PR #2265, opened 2021-11-14
os: Implement and test Mkdir() and Remove()

dkegel-fastly:
While running tinygo test on random packages, discovered that Mkdir() was not yet implemented.

### DIFF
--- a/src/os/os_unix_test.go
+++ b/src/os/os_unix_test.go
@@ -1,0 +1,81 @@
+// +build darwin linux,!baremetal freebsd,!baremetal
+
+package os_test
+
+import (
+	. "os"
+	"strconv"
+	"testing"
+	"time"
+)
+
+func randomName() string {
+	// fastrand() does not seem available here, so fake it
+	ns := time.Now().Nanosecond()
+	pid := Getpid()
+	return strconv.FormatUint(uint64(ns^pid), 10)
+}
+
+func TestMkdir(t *testing.T) {
+	dir := "TestMkdir" + randomName()
+	Remove(dir)
+	err := Mkdir(dir, 0755)
+	defer Remove(dir)
+	if err != nil {
+		t.Errorf("Mkdir(%s, 0755) returned %v", dir, err)
+	}
+	// tests the "directory" branch of Remove
+	err = Remove(dir)
+	if err != nil {
+		t.Errorf("Remove(%s) returned %v", dir, err)
+	}
+}
+
+func writeFile(t *testing.T, fname string, flag int, text string) string {
+	f, err := OpenFile(fname, flag, 0666)
+	if err != nil {
+		t.Fatalf("Open: %v", err)
+	}
+	n, err := f.WriteString(text)
+	if err != nil {
+		t.Fatalf("WriteString: %d, %v", n, err)
+	}
+	f.Close()
+	data, err := ReadFile(f.Name())
+	if err != nil {
+		t.Fatalf("ReadFile: %v", err)
+	}
+	return string(data)
+}
+
+func TestRemove(t *testing.T) {
+	f := "TestRemove" + randomName()
+
+	err := Remove(f)
+	if err == nil {
+		t.Errorf("TestRemove: remove of nonexistent file did not fail")
+	} else {
+		// FIXME: once we drop go 1.15, switch this to fs.PathError
+		if pe, ok := err.(*PathError); !ok {
+			t.Errorf("TestRemove: expected PathError, got err %q", err.Error())
+		} else {
+			if pe.Path != f {
+				t.Errorf("TestRemove: PathError returned path %q, expected %q", pe.Path, f)
+			}
+		}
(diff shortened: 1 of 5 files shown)


src/os/os_unix_test.go
```diff
@@ -0,0 +1,57 @@
...
+
+import (
+	"os"
+	. "os"
+	"testing"
+)
+
+func TestMkdir(t *testing.T) {
+	// FIXME: put test files in unique directory
+	foo := "/tmp/_Test_Mkdir_.tmp"
```
aykevl: I'm worried that this will cause trouble.
I think we should at the very least try to make a unique directory based on the current time, possibly including the PID. Alternatively, crypto/rand could perhaps be used for a unique name.

src/os/os_unix_test.go
```diff
@@ -0,0 +1,57 @@
+// +build darwin linux,!baremetal freebsd,!baremetal
+
+package os_test
+
+import (
+	"os"
+	. "os"
```
aykevl, line 6: Any reason to import os twice?

src/syscall/syscall_libc.go
```diff
@@ -51,11 +51,30 @@ func Open(path string, flag int, mode uint32) (fd int, err error) {
 }
 
 func Mkdir(path string, mode uint32) (err error) {
-	return ENOSYS // TODO
+	data := append([]byte(path), 0)
```
aykevl: I see that existing code also does this.
If you want to improve on that, you could create a new helper function that creates a C string from a Go string with only a single allocation (make a []byte slice of one byte larger and copy the string into it).

src/os/os_unix_test.go
dkegel-fastly: Well.... the 2nd one is forced, but the first one is so I can use os. as a prefix on os functions from the test code.

src/os/os_unix_test.go
dkegel-fastly: I'll implement MkdirTemp and use that, I think.  
First step: https://github.com/tinygo-org/tinygo/pull/2266

dkegel-fastly: No crypto/rand for me, alas:
```
	imports os
	imports crypto/rand
	imports math/big
	imports fmt
	imports os: import cycle not allowed
```
On to door #2.

src/os/os_unix_test.go
aykevl: What do you mean, "forced"?
Either you can `import "os"` and use `os.Mkdir` etc or you can `import . "os"` and call `Mkdir`. Mixing the two seems confusing to me.

src/os/os_unix_test.go
aykevl: Huh, weird. This shouldn't happen: the test package is named os_test.

src/os/os_unix_test.go
dkegel-fastly: Saw it in https://golang.org/src/os/os_test.go and thought it was normal.  Nevermind.

aykevl: Huh, weird. I don't know why they're doing that...

dgryski:
Go itself calls into a simple xorshift rng provided by / used by the runtime: https://cs.opensource.google/go/go/+/refs/tags/go1.17.3:src/runtime/stubs.go;l=124

src/os/os_unix_test.go
dkegel-fastly: Just using time and pid for now.

src/syscall/syscall_libc.go
dkegel-fastly: done.

src/os/os_unix_test.go
```diff
@@ -0,0 +1,81 @@
...
+	"testing"
+	"time"
+)
+
+func randomName() string {
+	// fastrand() does not seem available here, so fake it
+	ns := time.Now().Nanosecond()
+	pid := Getpid()
+	return fmt.Sprintf("%d", uint(ns^pid))
```
aykevl: Would something slightly less heavy duty like `strconv.Itoa` also work?

aykevl (approved):
LGTM.
EDIT: Looks like you need to fix some merge conflicts.

src/os/os_unix_test.go
dgryski: Or `internal/itoa` ?

As for a small rng, we might want to use `Xorshift32` or `XorshiftMult64` from https://github.com/dgryski/trifles/blob/master/inthash/inthash.go

dkegel-fastly: internal is not allowed in tests, but strconv makes sense.

I'm not sure it's worth bothering with a small rng in this pull request.
A better random filename generator should land along with TempFile et al, though, and could be used instead of this one.

deadprogram:
Thanks @dkegel-fastly for the contribution and @aykevl @dgryski for reviewing.

Now merging.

ACTIVITY:
Copy whichever lines in the listing above contain the word "text".

WORKED SOLUTION:
+func writeFile(t *testing.T, fname string, flag int, text string) string {
+	n, err := f.WriteString(text)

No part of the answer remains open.